§ **Instructions for the task**: Transcribe exactly everything in the data below from the line containing "if video_id and" down to the line containing "--- a/youtube_dl/extractor/common.py", both lines included and nothing further.

§ **Record extracts**:
Issue #12005, opened 2017-02-07
Site support request: www.programme-tv.net


loby66:
[x ] Site support request

`
>youtube-dl.exe -U
youtube-dl is up-to-date (2017.02.07)

>youtube-dl.exe -v http://www.programme-tv.net/videos/extraits/81095-guillaume-canet-evoque-les-rumeurs-d-infidelite-de-marion-cotillard-avec-brad-pitt-dans-vivement-dimanche/
[debug] System config: []
[debug] User config: []
[debug] Custom config: []
[debug] Command-line args: ['-v', 'http://www.programme-tv.net/videos/extraits/81095-guillaume-canet-evoque-les-rumeurs-d-infidelite-de-marion-cotillard-avec-brad-pitt-dans-vivement-dimanche/']
[debug] Encodings: locale cp1252, fs mbcs, out cp850, pref cp1252
[debug] youtube-dl version 2017.02.07
[debug] Python version 3.4.4 - Windows-10-10.0.14393
[debug] exe versions: ffmpeg 2.8.4, ffprobe N-81045-g450cf40, rtmpdump 2.4
[debug] Proxy map: {}
[generic] 81095-guillaume-canet-evoque-les-rumeurs-d-infidelite-de-marion-cotillard-avec-brad-pitt-dans-vivement-dimanche: Requesting header
WARNING: Falling back on generic information extractor.
[generic] 81095-guillaume-canet-evoque-les-rumeurs-d-infidelite-de-marion-cotillard-avec-brad-pitt-dans-vivement-dimanche: Downloading webpage
[generic] 81095-guillaume-canet-evoque-les-rumeurs-d-infidelite-de-marion-cotillard-avec-brad-pitt-dans-vivement-dimanche: Extracting information
ERROR: Unsupported URL: http://www.programme-tv.net/videos/extraits/81095-guillaume-canet-evoque-les-rumeurs-d-infidelite-de-marion-cotillard-avec-brad-pitt-dans-vivement-dimanche/
Traceback (most recent call last):
  File "C:\Users\dst\AppData\Roaming\Build archive\youtube-dl\rg3\tmpfjt892j_\build\youtube_dl\YoutubeDL.py", line 696, in extract_info
  File "C:\Users\dst\AppData\Roaming\Build archive\youtube-dl\rg3\tmpfjt892j_\build\youtube_dl\extractor\common.py", line 369, in extract
[...]

Issue #11968, opened 2017-02-04
A model, well-commented extractor


johnhawkinson:
Since I'm not intimately familiar with the youtube-dl codebase, when I make a change to an extractor I often want to review other extractors to see how things have been handled previously. But oftentimes, it's really not clear which of several choices is better, what is favored, and what is more elegant.

If I had time to read through every single extractor I could make those determinations, but with 600+ of them, that's kind of daunting. Oftentimes I'll grep for a function and start looking at how abc.py and abcnews.py do it, since they are first alphabetically. But that's perhaps not a great plan.

It would be nice if there were a few well-written sample or "model" extractors that were highlighted as Best Practices that we could look at and review. And if those were clearly identified somehow, so I know where to look (maybe such model extractors exist already, I'm just not sure what to be looking at?). All things being equal, it'd be great if they were at the head of the alphabet, too :)

Thanks.

Also, the youtube-dl coding style seems to discourage comments. Maybe when you're very familiar with the code and the functions in common.py they don't seem so important, but for someone new to the codebase, they can help a lot. So it would be nice if any such model extractors could also be well-commented, or at least more verbosely commented than is typical in the codebase.

yan12125:
That's a great suggestion. However, in youtube-dl there's no uniform coding convention. Coding styles change fast with time, so new or recent changed extractors looks quite different than earlier extractors. (I would rather say my early contributions are like a shit :D) To make things worse, coding styles between major developers are different as they may be involved in other Python projects. I don't think such a model extractor can really exist. If you really need well-written extractors, consider those who are written mostly by major developers (dstftw, phihag, jaimeMF, remitamine and me).

If you really need concrete examples, you may consider to have a look into litv.py, bilibili.py and niconico.py - those are my recent changes.

About comments:

It's also a great idea. I prefer to document functions where they are defined. At least ```InfoExtractor``` and ```YoutubeDL``` should be documented. The former is the base class for all extractors and the latter is the public API of the ```youtube_dl``` module. I imagine there's something like Java's javadoc, and I've heard pydoc, too, but I'm not sure is it suitable. I may try to add some comments to functions in aforementioned classes and see what happened.

johnhawkinson:
### Model extractors

[...]

PR #12099, opened 2017-02-12
[Bostonglobe] New. Nonstandard version of Brightcove

johnhawkinson:
BrightcoveNewIE.extract_urls(): Handle player data when it is all in
attributes of the <video> tag, and also the id is
data-brightcove-video-id not data-video-id.

Add test to generic extractor, note HEAD gives 404, no checksum computed(?).

---
Can someone explain to me why md5 checksums do not appear to be computed by the test harness in this case? Is this an issue with playlists, and can we document that?  I don't see an open issue, but it seems problematic if playlist tests can't be checksummed.

### DIFF
--- a/youtube_dl/extractor/bostonglobe.py
+++ b/youtube_dl/extractor/bostonglobe.py
@@ -1,0 +1,72 @@
+# coding: utf-8
+from __future__ import unicode_literals
+
+import re
+
+from .common import InfoExtractor
+
+from ..utils import (
+    extract_attributes,
+)
+
+
+class BostonGlobeIE(InfoExtractor):
+    _VALID_URL = r'(?i)https?://(?:www\.)?bostonglobe\.com/.*/(?P<id>[^/]+)/\w+(?:\.html)?'
+    _TESTS = [
+        {
+            'url': 'http://www.bostonglobe.com/metro/2017/02/11/tree-finally-succumbs-disease-leaving-hole-neighborhood/h1b4lviqzMTIn9sVy8F3gP/story.html',
+            'md5': '0a62181079c85c2d2b618c9a738aedaf',
+            'info_dict': {
+                'title': 'A tree finally succumbs to disease, leaving a hole in a neighborhood',
+                'id': '5320421710001',
+                'ext': 'mp4',
+                'description': 'It arrived as a sapling when the Back Bay was in its infancy, a spindly American elm tamped down into a square of dirt cut into the brick sidewalk of 1880s Marlborough Street, no higher than the first bay window of the new brownstone behind it.',
+                'timestamp': 1486877593,
+                'upload_date': '20170212',
+                'uploader_id': '245991542',
+            },
+        },
+        {
+            # Embedded youtube video; we hand it off to the Generic extractor.
+            'url': 'https://www.bostonglobe.com/lifestyle/names/2017/02/17/does-ben-affleck-play-matt-damon-favorite-version-batman/ruqkc9VxKBYmh5txn1XhSI/story.html',
+            'md5': '582b40327089d5c0c949b3c54b13c24b',
+            'info_dict': {
+                'title': "Who Is Matt Damon's Favorite Batman?",
+                'id': 'ZW1QCnlA6Qc',
+                'ext': 'mp4',
+                'upload_date': '20170217',
+                'description': 'md5:3b3dccb9375867e0b4d527ed87d307cb',
+                'uploader': 'The Late Late Show with James Corden',
+                'uploader_id': 'TheLateLateShow',
+            },
+            'expected_warnings': ['404'],
+        },
+    ]
+
+    def _real_extract(self, url):
+        page_id = self._match_id(url)
+        webpage = self._download_webpage(url, page_id)
+
+        page_title = self._og_search_title(webpage, default=None)
+
+        # <video data-brightcove-video-id="5320421710001" data-account="245991542" data-player="SJWAiyYWg" data-embed="default" class="video-js" controls itemscope itemtype="http://schema.org/VideoObject">
+        entries = []
+        for video in re.findall(r'(?i)(<video[^>]+>)', webpage):
+            attrs = extract_attributes(video)
+
+            video_id = attrs.get('data-brightcove-video-id')
+            account_id = attrs.get('data-account')
+            player_id = attrs.get('data-player')
+            embed = attrs.get('data-embed')
+
+            if video_id and account_id and player_id and embed:
+                entries.append(
+                    'http://players.brightcove.net/%s/%s_%s/index.html?videoId=%s'
+                    % (account_id, player_id, embed, video_id))
+
+        if len(entries) == 0:
+            return self.url_result(url, 'Generic')
+        elif len(entries) == 1:
+            return self.url_result(entries[0], 'BrightcoveNew')
+        else:
+            return self.playlist_from_matches(entries, page_id, page_title, ie='BrightcoveNew')
--- a/youtube_dl/extractor/common.py
+++ b/youtube_dl/extractor/common.py
@@ -36,34 +36,35 @@ from ..utils import (
     clean_html,
     compiled_regex_type,
     determine_ext,
+    determine_protocol,
     error_to_compat_str,
     ExtractorError,
+    extract_attributes,
     fix_xml_ampersands,
     float_or_none,
     GeoRestrictedError,
     GeoUtils,
     int_or_none,
     js_to_json,
+    mimetype2ext,
+    orderedSet,
+    parse_codecs,
+    parse_duration,
     parse_iso8601,
+    parse_m3u8_attributes,
     RegexNotFoundError,
-    sanitize_filename,
     sanitized_Request,
+    sanitize_filename,
     unescapeHTML,
     unified_strdate,
     unified_timestamp,
+    update_Request,
+    update_url_query,
+    urljoin,
     url_basename,
     xpath_element,
     xpath_text,
     xpath_with_ns,
-    determine_protocol,
-    parse_duration,
-    mimetype2ext,
-    update_Request,
-    update_url_query,
-    parse_m3u8_attributes,
-    extract_attributes,
-    parse_codecs,
-    urljoin,
 )
 
 
@@ -713,6 +714,13 @@ class InfoExtractor(object):
         if video_title is not None:
             video_info['title'] = video_title
         return video_info
+
+    def playlist_from_matches(self, matches, video_id, video_title, getter=None, ie=None):
+        urlrs = orderedSet(
+            self.url_result(self._proto_relative_url(getter(m) if getter else m), ie)
+            for m in matches)
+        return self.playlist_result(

§ **Written solution**:
+            if video_id and account_id and player_id and embed:
+                entries.append(
+                    'http://players.brightcove.net/%s/%s_%s/index.html?videoId=%s'
+                    % (account_id, player_id, embed, video_id))
+
+        if len(entries) == 0:
+            return self.url_result(url, 'Generic')
+        elif len(entries) == 1:
+            return self.url_result(entries[0], 'BrightcoveNew')
+        else:
+            return self.playlist_from_matches(entries, page_id, page_title, ie='BrightcoveNew')
--- a/youtube_dl/extractor/common.py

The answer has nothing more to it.